[[ Input for this task, beginning ]]
PR #1139, opened 2017-02-27
Render completed transactions from content store

brenetic:
This format has now been migrated.

https://trello.com/c/unTNbCHi/658-migrate-completed-transaction-format-to-rendered

Mobbed with @emmabeynon @binaryberry

### DIFF
--- a/app/views/completed_transaction/show.html.erb
+++ b/app/views/completed_transaction/show.html.erb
[[ Input for this task, end ]]
▶ _Exercise description_: Every line from the one that holds "Render completed transactions" to the end of the data above should be given again exactly, with that line and the last one both kept.

▶ _Answer to the problem_:
Render completed transactions from content store

brenetic:
This format has now been migrated.

https://trello.com/c/unTNbCHi/658-migrate-completed-transaction-format-to-rendered

Mobbed with @emmabeynon @binaryberry

### DIFF
--- a/app/views/completed_transaction/show.html.erb
+++ b/app/views/completed_transaction/show.html.erb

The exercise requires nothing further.